On Tuesday, 13 September 2022 at 14:16:39 UTC, Ali Çehreli wrote:
On 9/12/22 09:39, Paul Backus wrote:

> Yes. Except for `@trusted`, explicit attributes on template
code are a
> smell.

Except for 'const' as well because some templates are member functions. And 'const' on a member function cannot be left to inference because it happens to be a part of the type of the function, which can be overloaded.

Yes, good point. In my head, I think of attributes that apply to the `this` parameter like `const`, `inout`, `shared`, and so as being in a separate category from attributes that apply to the function itself, like `@safe` and `@trusted`.

Somebody needs to create a two dimensional table that shows what it means for each function attribute on a regular function, member function, and templates of those, and hopefully come up with some guidelines.

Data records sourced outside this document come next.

PR #2561, opened 2025-06-10
Support compiling using Xcode 26

squidbus:
* Adds `MVK_XCODE_26` for Xcode 26.
* Adds necessary code to use `MTLLanguageVersion4_0` when supported.
* Fixes a missing include in `MVKCodec.h` for using `std::unique_ptr`.
* Minor fixes to whitespace consistency around these changes.


billhollings (approved):
Thanks!

Issue #2557, opened 2025-06-04
Add support for VK_KHR_shader_float_controls2


billhollings:
Vulkan 1.4 requires (#2490) support for `VK_KHR_shader_float_controls2`.

This is the final extension still outstanding to support Vulkan 1.4.

An [early analysis](https://github.com/KhronosGroup/MoltenVK/issues/2490#issuecomment-2898919635) by @squidbus:

> Need to wire up all the new fast math stuff to be exposed through SPIRV-Cross interface. When any type of fast math is disabled in the shader we need to disable fast math entirely in MoltenVK when compiling the shader. Possibly could make use of the new Metal fast math precise/relaxed/fast modes, when supported, to use relaxed instead of precise when only certain conditions are needed.

squidbus:
I didn't touch upon it in my previous analysis but it is worth noting that Metal also has pragmas that you can put in-source to enable/disable certain fast math properties as well, which could help with implementing decorations on specific instructions. Although I'm not sure how they interact with the global compile properties, and it may be more complexity than its worth versus bubbling it up to configuring fast math globally for the shader if any disables are detected.

billhollings:
PR #2564 completes this.

PR #2564, opened 2025-06-13
Add Support for VK_KHR_shader_float_controls2 extension.

billhollings:
- Add `SPIRVEntryPoint::fpFastMathMode` and set from shader reflection query.
- Add support for `MTLCompileOptions` `mathMode` & `mathFloatingPointFunctions`,
  and match to SPIR-V `FPFastMathModeMask` flags as closely as possible.
- Set default value of configuration parameter `MVK_CONFIG_FAST_MATH_ENABLED` to `MVK_CONFIG_FAST_MATH_ON_DEMAND`.

CTS results for `--deqp-case=dEQP-VK.*float_controls2*`:

```
Test run totals:
  Passed:        4058/5933 (68.4%)
  Failed:        222/5933 (3.7%)
  Not supported: 1653/5933 (27.9%)
  Warnings:      0/5933 (0.0%)
  Waived:        0/5933 (0.0%)
```

The remaining failures are mostly differences in how MSL functions handle `INF` & `NAN`, relative to Vulkan, and will require dedicated function overrides to be defined in SPRIV-Cross. Since handling `INF` & `NAN` in a specific way are by definition marginal cases, I didn't feel it was worth the niggly effort to work through that for this PR.

Before this PR can be merged, [SPIRV-Cross 2495](https://github.com/KhronosGroup/SPIRV-Cross/pull/2495) must be merged.

Completes #2557.


squidbus:
The spec for this states:
> If an operation is decorated with FPFastMathMode then the flags from that decoration apply. Otherwise, if the current entry point sets any FPFastMathDefault execution mode then all flags specified for any operand type or for the result type of the operation apply. If the operation is not decorated with FPFastMathMode and the entry point sets no FPFastMathDefault execution modes then the flags to be applied are determined by the client API and not by SPIR-V.

I see the SPIRV-Cross side handles the default fast math mode, but what about per-operation mode decorations? Presumably we would have to either combine all operation modes to produce the minimum set of allowed fast math operations or handle it in shader code with pragmas.

I think in cases where the shader default mode is more strict than an operation it would still be fine to not handle individual operation modes. However, the problem case here I think is what if a specific operation is decorated more strictly than the overall shader default? It seems to me from the spec description that its an either-or rather than the flags being combined together.

MoltenVK/MoltenVK/GPUObjects/MVKDevice.h
```diff
@@ -765,12 +766,14 @@ class MVKDevice : public MVKDispatchableVulkanAPIObject {
 
 	/**
 	 * Returns an autoreleased options object to be used when compiling MSL shaders.
+	 * The fpFastMathDefault indicates
```
cdavis5e: Unfinished comment?

cdavis5e (changes requested):
This, of course, cannot go in until H-K accepts the change to SPIRV-Cross. Other than @squidbus's concern, looks good otherwise.

MoltenVK/MoltenVK/GPUObjects/MVKDevice.h
billhollings: Uggh. Thanks. Good catch. Fixed now.

billhollings:
> I see the SPIRV-Cross side handles the default fast math mode, but what about per-operation mode decorations? Presumably we would have to either combine all operation modes to produce the minimum set of allowed fast math operations or handle it in shader code with pragmas.
> 
> I think in cases where the shader default mode is more strict than an operation it would still be fine to not handle individual operation modes. However, the problem case here I think is what if a specific operation is decorated more strictly than the overall shader default? It seems to me from the spec description that its an either-or rather than the flags being combined together.

Because these apply at the individual operation level, but Metal applies them as `pragmas`, this would become a nightmare of unwinding expressions and inserting fake temporary variables so that we could wrap a pragma around one part of the expression. So, I'm unlikely to try that.

However, your point about an individual operation being stricter than the default is valid. I'm not sure it will be worth tracking all that in SPIRV-Cross, and then rolling it all up into the minimum value, but I'll have a look.

billhollings:
> However, your point about an individual operation being stricter than the default is valid. I'm not sure it will be worth tracking all that in SPIRV-Cross, and then rolling it all up into the minimum value, but I'll have a look.

@squidbus Your insight was helpful, and it reduced the failures by 24 tests. The changes also caused some different failures, but that seems to be because CTS is expecting inaccuracies based on math mode, whereas Metal ends up computing correctly due to the improved accuracy that results from taking into consideration the lowest-common-denominator fast-math approach.

With that, I think we're as close as we can get to passing CTS tests, while ensuring the most correct behaviour, without getting into the work and messiness of overriding MSL function calls.

squidbus (approved):
Nice, LGTM then when the SPIRV-Cross PR is in.

billhollings:
SPIRV-Cross patch is pulled in. This is good to go now.

PR #2570, opened 2025-06-25
MVKDevice: Apple, AMD, and Intel devices really do use parallelograms…

cdavis5e:
… for lines.

I know this is so because the lines are antialiased with multisampled rendering. This means these devices render wide lines with polygons. In the Bresenham rendering tests, the reference image does not have antialiasing, even when the sample count is greater than 1.

I've also learned that Intel devices now draw non-strict lines. On the Mac, this has been so since at least macOS 10.15. This is not unique to Metal: Sascha's GPUInfo database shows that only the earliest versions of Intel's Vulkan drivers draw strict lines; later drivers, around 2017 and implementing Vulkan 1.1, draw non-strict lines. I suspect the change has to do with the `VK_EXT_line_rasterization` extension; it provides rectangular (i.e. strict) lines as an option. Intel thus changed to non-strict lines to allow clients to select between parallelograms and rectangles.

Other than correcting Intel's capabilities for macOS 10.15+, this doesn't make any difference in passing the tests, which suggests they're inadequate.

### DIFF
--- a/MoltenVK/MoltenVK/GPUObjects/MVKDevice.mm
+++ b/MoltenVK/MoltenVK/GPUObjects/MVKDevice.mm
@@ -911,8 +911,8 @@ void MVKPhysicalDevice::getProperties(VkPhysicalDeviceProperties2* properties) {
 	supportedProps14.earlyFragmentSampleMaskTestBeforeSampleCounting = false;
 	supportedProps14.depthStencilSwizzleOneSupport = true;
 	supportedProps14.polygonModePointSize = true;
-	supportedProps14.nonStrictSinglePixelWideLinesUseParallelogram = false;
-	supportedProps14.nonStrictWideLinesUseParallelogram = false;
+	supportedProps14.nonStrictSinglePixelWideLinesUseParallelogram = !_properties.limits.strictLines;
+	supportedProps14.nonStrictWideLinesUseParallelogram = !_properties.limits.strictLines;
 	supportedProps14.blockTexelViewCompatibleMultipleLayers = false;
 	supportedProps14.maxCombinedImageSamplerDescriptorCount = 3;
 	supportedProps14.fragmentShadingRateClampCombinerInputs = false;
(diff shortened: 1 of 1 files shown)


MoltenVK/MoltenVK/GPUObjects/MVKDevice.mm
```diff
@@ -3373,7 +3373,7 @@
     _properties.limits.lineWidthGranularity = _features.wideLines ? 0.125f : 0;
 
     _properties.limits.standardSampleLocations = VK_TRUE;
-    _properties.limits.strictLines = _properties.vendorID == kIntelVendorId || _properties.vendorID == kNVVendorId;
+    _properties.limits.strictLines = (_properties.vendorID == kIntelVendorId && !mvkOSVersionIsAtLeast(10.15)) || _properties.vendorID == kNVVendorId;
```
squidbus: Do we actually need to even consider pre-10.15? I don’t think it’s supported for building MoltenVK anymore.

Also maybe not directly related to this PR, but do we need to consider NVIDIA anymore either? As far as I know their driver isn’t officially supported on anything since before Mojave.

vaylor27: the sdk installer doesn't even open on pre 10.15, so most people can't even use mvk on it.

cdavis5e: Now unconditionally setting it to false.

TellowKrinkle: Nvidia GPUs (e.g. GT 750M) are supported to macOS 11 officially, and further if you want to support OCLP

> the sdk installer doesn't even open on pre 10.15, so most people can't even use mvk on it.

The most common use of MoltenVK I see is it getting shipped with other applications, in which case the SDK installer will not be run on the machine that's running MoltenVK.

cdavis5e: All right, I've added the Nvidia check back.

squidbus: I looked into it a bit further and it seems NVIDIA’s drivers are not supported on Big Sur, and then the drivers included by Apple which support Kepler GPUs are dropped from Monterey on.

So NVIDIA is supported on Big Sur but only to a limited capacity. It’s probably something that we can consider outside of this PR though, along with the consideration of dropping pre-Metal 3.

squidbus (approved):

Issue #2567, opened 2025-06-15
Add support for VK_KHR_dynamic_rendering_local_read extension


billhollings:
Vulkan 1.4 (see #2490) promotes part of extension `VK_KHR_dynamic_rendering_local_read`. 

Full support for `VK_KHR_dynamic_rendering_local_read` is preferred, but support for at least local read for storage resources and single sampled color attachments, is required for Vulkan 1.4.

I'm working on this.

billhollings:
PR #2579 completes this issue.

PR #2579, opened 2025-07-20
Add support for extension VK_KHR_dynamic_rendering_local_read

billhollings:
Trigger Metal renderpass restarts when necessary, as determined by subpass attachment location and input attachment changes.

- Add support for `vkCmdSetRenderingAttachmentLocations()` and `vkCmdSetRenderingInputAttachmentIndices()`.
- `MVKCommandEncoder` if color attachment locations or input attachments change, restart Metal renderpass.
- `MVKCommandBuffer` support secondary inheritance of attachment location and input attachment changes.
- `MVKRenderSubpass` support updating attachment locations and input attachments, and track if dynamic rendering is in use.
- `MVKCmdClearAttachments` accommodate attachment location changes that can occur before encoding. Defer attachment assignments and derivation of clear attachment pipeline until encoding.
- `MVKCmdPipelineBarrier` trigger Metal renderpass restart when dependency region and input attachment is marked as changing.
- `MVKFramebuffer` actually track attachment image views for use when attachment locations change.
- `MVKGraphicsPipeline` track color attachment locations and update attachment locations in MVKCommandEncoder when pipeline is bound.
- Focus `MVKPixelFormats` clear value functions use appropriate clear values instead of being passed parent structure.
- Set Metal renderpass extent correctly when no attachments are used.

Fix misalignment between pipeline pixel formats and dynamic rendering attachments.

- `MVKRenderPass` track all attachments, even those without an image view.
- `MVKRenderingAttachmentIterator` mark attachments with no image view as `VK_ATTACHMENT_UNUSED`.
- `MVKPipeline` set missing Metal stencil format from depth format, and vice versa, when combined depth/stencil format is used.

This was a messy, iterative one, getting the dynamic attachment mappings working correctly in all testing scenarios.

Completes issue #2567.


squidbus (approved):
Checked on my system and all supported tests in `dEQP-VK.renderpass.*` and `dEQP-VK.dynamic_rendering.*` are passing except:
```
dEQP-VK.dynamic_rendering.primary_cmd_buff.basic.partial_binding_depth_stencil
dEQP-VK.renderpass.suballocation.subpass_dependencies.late_fragment_tests.*
```

...which are failing on current main build as well so I assume they're unrelated problems.

Docs/MoltenVK_Runtime_UserGuide.md
```diff
@@ -356,6 +368,7 @@ In addition to core *Vulkan* functionality, **MoltenVK**  also supports the foll
 - `VK_EXT_private_data `
 - `VK_EXT_robustness2`
 - `VK_EXT_sample_locations`
+- `VK_EXT_sampler_filter_minmax`
```
cdavis5e: I don't recall _that_ extension being implemented... Last I checked, it would require the use of undocumented/private Metal SPIs. I noticed that, for whatever reason, there's an entry for it in `MVKExtensions.def`, but it's listed as not supported on any version. It was promoted in Vulkan 1.2, but IIRC as optional functionality.

MoltenVK/MoltenVK/Commands/MVKCommandBuffer.mm
```diff
@@ -426,14 +481,16 @@
 								  ? VK_SUBPASS_CONTENTS_SECONDARY_COMMAND_BUFFERS
 								  : VK_SUBPASS_CONTENTS_INLINE);
 
+	// Track both rendering and resolve attachments, alternating a rendering attachment, then it's corresponding resolve attachment.
```
cdavis5e: "then _it is_ corresponding resolve attachment"??
```suggestion
	// Track both rendering and resolve attachments, alternating a rendering attachment, then its corresponding resolve attachment.
```

MoltenVK/MoltenVK/Commands/MVKCommandBuffer.mm
```diff
@@ -426,14 +481,16 @@
...
 	uint32_t maxAttCnt = (pRenderingInfo->colorAttachmentCount + 2) * 2;
 	MVKImageView* imageViews[maxAttCnt];
 	VkClearValue clearValues[maxAttCnt];
 
+	// Assemble the list of attachments. This must be done identically to how the dynamic renderpass assembles attachments.
```
cdavis5e: That's fragile. There must be a way to keep SPOT without sacrificing performance or turning the code into an eldritch horror... well, any more than it already is.

There should at least be a similar comment in the dynamic renderpass code so future contributors will remember to update both.

MoltenVK/MoltenVK/Commands/MVKCommandBuffer.mm
```diff
@@ -887,6 +953,33 @@ static MVKBarrierStage commandUseToBarrierStage(MVKCommandUse use) {
 	return mvkMTLScissorRectFromVkRect2D(clipToRenderArea(mvkVkRect2DFromMTLScissorRect(scissor)));
 }
 
+// Attachment locations are changing. Neeed to store attachments and beginning another Metal renderpass.
+void MVKCommandEncoder::updateColorAttachmentLocations(const MVKArrayRef<uint32_t> colorAttLocs) {
+	if (_mtlRenderEncoder && isDynamicRendering()) {
+		auto* mvkSP = getSubpass();
```
cdavis5e: Could this ever be `nullptr` at this point? The change you made above implies it could be...

MoltenVK/MoltenVK/Commands/MVKCommandBuffer.mm
```diff
@@ -887,6 +953,33 @@ static MVKBarrierStage commandUseToBarrierStage(MVKCommandUse use) {
...
+		auto atts = _pEncodingContext->getFramebuffer()->getAttachments();
+		if (mvkSP->isChangingColorAttachmentLocations(colorAttLocs, atts)) {
+			encodeStoreActions(true);
+			endMetalRenderEncoding();
+			mvkSP->updateColorAttachmentLocations(colorAttLocs, atts);
+		}
+	}
+}
+
+// Input attachments are changing. Neeed to store attachments and beginning another Metal renderpass.
```
cdavis5e:
```suggestion
// Input attachments are changing. Need to store attachments and begin another Metal renderpass.
```

MoltenVK/MoltenVK/Commands/MVKCommandBuffer.mm
```diff
@@ -887,6 +953,33 @@ static MVKBarrierStage commandUseToBarrierStage(MVKCommandUse use) {
 	return mvkMTLScissorRectFromVkRect2D(clipToRenderArea(mvkVkRect2DFromMTLScissorRect(scissor)));
 }
 
+// Attachment locations are changing. Neeed to store attachments and beginning another Metal renderpass.
```
cdavis5e:
```suggestion
// Attachment locations are changing. Need to store attachments and begin another Metal renderpass.
```

billhollings:
> Checked on my system and all supported tests in `dEQP-VK.renderpass.*` and `dEQP-VK.dynamic_rendering.*` are passing except:
> 
> ```
> dEQP-VK.dynamic_rendering.primary_cmd_buff.basic.partial_binding_depth_stencil
> dEQP-VK.renderpass.suballocation.subpass_dependencies.late_fragment_tests.*
> ```
> 
> ...which are failing on current main build as well so I assume they're unrelated problems.

Yes. Sorry. I should have mentioned in the OG post above that I tested against:

```
dEQP-VK.dynamic_renderpass.*
dEQP-VK.dynamic_renderpass2.*
dEQP-VK.dynamic_rendering.*
```

Same results as yours. Failing tests are the same as before this PR.

Once 1.4 support is released, that will be a good time to start carving into the outstanding CTS failures to try to reduce them. It would be great to work towards as close to Vulkan 1.4 conformance as possible.

MoltenVK/MoltenVK/GPUObjects/MVKRenderPass.mm
```diff
@@ -1031,28 +1148,34 @@
...
-	}
+	linkAttachments();
 }
 
 MVKRenderPass::MVKRenderPass(MVKDevice* device, const VkRenderingInfo* pRenderingInfo) : MVKVulkanAPIDeviceObject(device) {
 
 	_renderingFlags = pRenderingInfo->flags;
 
 	// Add attachments first so subpasses can access them during creation
+	// Attachments alternate between color and resolve, even if resolved are unused, then with depth, depth resolve, stencil, and stencil resolve at the end.
```
cdavis5e, line 1159: This is probably where the comment I mentioned above referring to `MVKFramebuffer` and `MVKCommandEncoder` should go.

cdavis5e (approved):
Looks good; just a few minor things.

Docs/MoltenVK_Runtime_UserGuide.md
billhollings: Ah. Good catch. Thanks.

I don't know why I didn't notice it was fully deselected. And yes, the features are disabled in the Vulkan 1.2 struct.

MoltenVK/MoltenVK/Commands/MVKCommandBuffer.mm
billhollings: Thanks.

MoltenVK/MoltenVK/Commands/MVKCommandBuffer.mm
billhollings: Technically, the `isDynamicRendering()` takes care of handling that. But in the interests of robustness, in case that ever changes, I've added a check for it, since it's trivial to do so here.

MoltenVK/MoltenVK/Commands/MVKCommandBuffer.mm
billhollings: Thanks.

MoltenVK/MoltenVK/Commands/MVKCommandBuffer.mm
billhollings: Thanks.

MoltenVK/MoltenVK/GPUObjects/MVKRenderPass.mm
billhollings: Thanks. Fixed.

MoltenVK/MoltenVK/Commands/MVKCommandBuffer.mm
billhollings: Yeah. I agree. 

`MVKRenderingAttachmentIterator` takes us most of the way there. Although perhaps it is designed a little too flexible to force the same layouts without manual definition. A redesign of it might make it more a SSOT.

In the meantime, I've added the extra comments.

etang-cw:
Is there a reason remapping is handled by restarting render passes instead of by editing shaders?  The required data is all there at pipeline creation time, so it seems like it would be good to not have to restart render passes for this.

cdavis5e:
> Is there a reason remapping is handled by restarting render passes instead of by editing shaders? The required data is all there at pipeline creation time, so it seems like it would be good to not have to restart render passes for this.

I don't know, but if I had to guess, it's because there's infrastructure already for restarting render passes, which makes it easier to do.

billhollings:
> > Is there a reason remapping is handled by restarting render passes instead of by editing shaders? The required data is all there at pipeline creation time, so it seems like it would be good to not have to restart render passes for this.
> 
> I don't know, but if I had to guess, it's because there's infrastructure already for restarting render passes, which makes it easier to do.

Hmmm. This is an interesting idea.

However, my interpretation of the spec is that `vkCmdSetRenderingAttachmentLocations()` can be invoked without a change to the bound pipeline. Meaning, the app can bind a single pipeline that uses one or more `color(m)` declarations, and then the app can use calls to `vkCmdSetRenderingAttachmentLocations()` to flip the attachment locations around willy-nilly so that what the pipeline treats as a `color(m)` gets mapped to different physical attachments on consecutive draw calls.

If this is the case, if we don't use Metal renderpasses to make this remapping happen, and want to use pipelines instead, I think we'd have to create and cache alternate pipelines that differ in what `m` values they use for their `color(m)` declarations.

etang-cw:
> However, my interpretation of the spec is that vkCmdSetRenderingAttachmentLocations() can be invoked without a change to the bound pipeline.

[This command sets the attachment location mappings for subsequent drawing commands, and must match the mappings provided to the bound pipeline, if one is bound](https://registry.khronos.org/vulkan/specs/latest/man/html/vkCmdSetRenderingAttachmentLocations.html)

Funnily enough, I tried removing the pipeline code altogether and relying solely on vkCmdSetRenderingAttachmentLocations, but it turns out [you can let them disagree as long as you don't call vkCmdSetRenderingAttachmentLocations, in which case the pipeline's mapping wins](https://github.com/KhronosGroup/Vulkan-Docs/issues/2565).  (So the pipeline mapping is always correct, but the one set by vkCmdSetRenderingAttachmentLocations may be wrong.  This also means that we can completely ignore vkCmdSetRenderingAttachmentLocations as long as we don't implement EXT_shader_object.)

cdavis5e:
> However, my interpretation of the spec is that `vkCmdSetRenderingAttachmentLocations()` can be invoked without a change to the bound pipeline. Meaning, the app can bind a single pipeline that uses one or more `color(m)` declarations, and then the app can use calls to `vkCmdSetRenderingAttachmentLocations()` to flip the attachment locations around willy-nilly so that what the pipeline treats as a `color(m)` gets mapped to different physical attachments on consecutive draw calls.

Metal 4 has support for remapping color render targets like this. We really need to get that implemented.

etang-cw:
> Metal 4 has support for remapping color render targets like this. We really need to get that implemented.

If it wasn't clear, I don't think it's the case that `vkCmdSetRenderingAttachmentLocations` can be invoked without a change to the bound pipeline.

squidbus:
> If it wasn't clear, I don't think it's the case that `vkCmdSetRenderingAttachmentLocations` can be invoked without a change to the bound pipeline.

I'm not sure I understand what the point of `vkCmdSetRenderingAttachmentLocations` is then, if it the locations must equal what are already in the bound pipeline anyway?

etang-cw:
It's needed for EXT_shader_object, since that doesn't use pipelines.

etang-cw:
(Side note, if they *could* disagree, this code would likely be incorrect, since both `vkCmdSetRenderingAttachmentLocations` and binding a pipeline would fight over who gets to supply the mapping on a last-one-wins basis, which is at least not how any other Vulkan state binding API works.)

(As in `vkCmdSetRenderingAttachmentLocations` followed by binding a pipeline would result in the pipeline's mapping, while binding a pipeline followed by `vkCmdSetRenderingAttachmentLocations` would result in `vkCmdSetRenderingAttachmentLocations`'s mapping.)

PR #2582, opened 2025-07-22
Add support for Vulkan 1.4.

billhollings:
- Advertise Vulkan 1.4 support.
- Update ICD API version to 1.4.
- Update CTS conformance version to 1.4.
- Update platform limits to Vulkan 1.4 levels.
- Update documentation.

Completes issue #2490.


cdavis5e (approved):
I think this is the fastest turnaround we've had on supporting Vulkan API levels.

billhollings:
> I think this is the fastest turnaround we've had on supporting Vulkan API levels.

It definitely is! Just one MoltenVK release iteration between Vulkan 1.3 and 1.4!

Most of the credit goes to @squidbus, for their very impressive (and manic in a good way) development of most of the outstanding extensions in such a short amount of time!

PR #2583, opened 2025-07-22
Add support for VK_KHR_present_id2 and VK_KHR_present_wait2

squidbus:
Adds support for both `VK_KHR_present_id2` and `VK_KHR_present_wait2`. These are basically the same as their original counterparts, except they advertise per-surface capabilities for each and the parameters to `vkWaitForPresent2KHR` are contained in a structure. They also share the same space for present IDs, so for example if you specify present IDs with `VK_KHR_present_id2` they will work with `VK_KHR_present_wait`, and vice-versa.


billhollings:
I guess this must run against a very new version of CTS. Did you get a chance to run CTS on this?

squidbus:
I updated to the latest CTS commit and did not see any tests for it, except the basic ones to check the feature struct (which do pass).

billhollings:
> I updated to the latest CTS commit and did not see any tests for it, except the basic ones to check the feature struct (which do pass).

Ah. Interesting. I guess the CTS tests must still be internal to Khronos then, and haven't made it to the public repos yet.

Here's my attempt, covering all the attributes found under [`MemberFunctionAttribute`][1] in the language spec:

|Attribute|Affects |Inferred?|
|---------|--------|---------|
|nothrow  |Function|Yes      |
|pure     |Function|Yes      |
|@nogc    |Function|Yes      |
|@safe    |Function|Yes      |
|@system  |Function|Yes      |
|@trusted |Function|No       |
|@property|Function|No       |
|@disable |Function|No       |
|const    |this    |No       |
|immutable|this    |No       |
|inout    |this    |No       |
|shared   |this    |No       |
|return   |this    |Yes      |
|scope    |this    |Yes      |

In general, attributes with a 'Yes' in the 'Inferred?' column should not be applied explicitly to functions that are subject to [attribute inference][2]. This includes functions defined inside templates, as well as nested functions and functions with an inferred return type (i.e., `auto` functions).